Question

Assertion ($A$) The equation to the locus of points which are equidistant from the points$(-3,2)$, $(0,4)$ is $6x+4y-3=0$
Reason ($R$) The locus of points which are equidistant to $A,B$ is perpendicular bisector of $AB$

• A. $A$ true, $R$ true and $R$ is correct explanation of $A$.
• B. $A$ true, $R$ true but $R$ is not correct explanation $A$.
• C. $A$ true, $R$ false
• D. $A$ false, $R$ true

Answer 1

The correct option is A $A$ true, $R$ true and $R$ is correct explanation of $A$.

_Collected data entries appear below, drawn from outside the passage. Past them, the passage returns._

PR #3764, opened 2025-12-04
devicemapper: use atomic.Value for lock-free cache reads

dgrisonnet:
The ThinPoolWatcher cache is read frequently by container housekeeping goroutines (via GetUsage) while being updated every 15 seconds by Refresh(). Using atomic.Value allows lock-free reads, eliminating potential contention between the many readers and the single writer.

### DIFF
--- a/devicemapper/thin_pool_watcher.go
+++ b/devicemapper/thin_pool_watcher.go
@@ -17,19 +17,35 @@ package devicemapper
 import (
 	"fmt"
 	"strings"
-	"sync"
+	"sync/atomic"
 	"time"
 
 	"k8s.io/klog/v2"
 )
+
+// usageCache is a typed wrapper around atomic.Value that eliminates the need
+// for type assertions at every call site. It stores device ID strings mapped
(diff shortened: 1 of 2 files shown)


thaJeztah:
I'm not too familiar with the code in this repository, but I noticed the devicemapper code, and wondered if it was actually still used; I know docker / moby dropped support for the devicemapper graph driver; is it still supported (and used) by PodMan?

dgrisonnet:
That's a good point, I am not familiar enough with the ecosystem to know. @haircommander do you perhaps know if devicemapper driver is still supported?

haircommander:
Nope not to my understanding. Possibly by kata that was the last remaining user but i doubt it atm

haircommander:
but kata doesn't use cadvisor, so yeah I don't think we need this

thaJeztah:
Thanks! Yeah, so looks like we should be able to start cleaning up some bits. Not the highest priority, but could be a good follow up 👍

Let $(h,k)$ be the points which are equidistant from point $(-3,2)$ and $(0,4)$

Then equation of the locus of points is given by

$(h+3{)}^2+(k-2{)}^2=(h-0{)}^2+(k-4{)}^2$

$⟹h^2+6h+9+k^2-4k+4=h^2+k^2-8k+16$
$⟹6h+4k-3=0$
$\therefore 6x+4y-3=0$
This is the perpendicular bisector of the line joining $(-3,2)$ and $(0,4)$

Hence, both $A$ and $R$ are true and $R$ is correct explanation of $A$.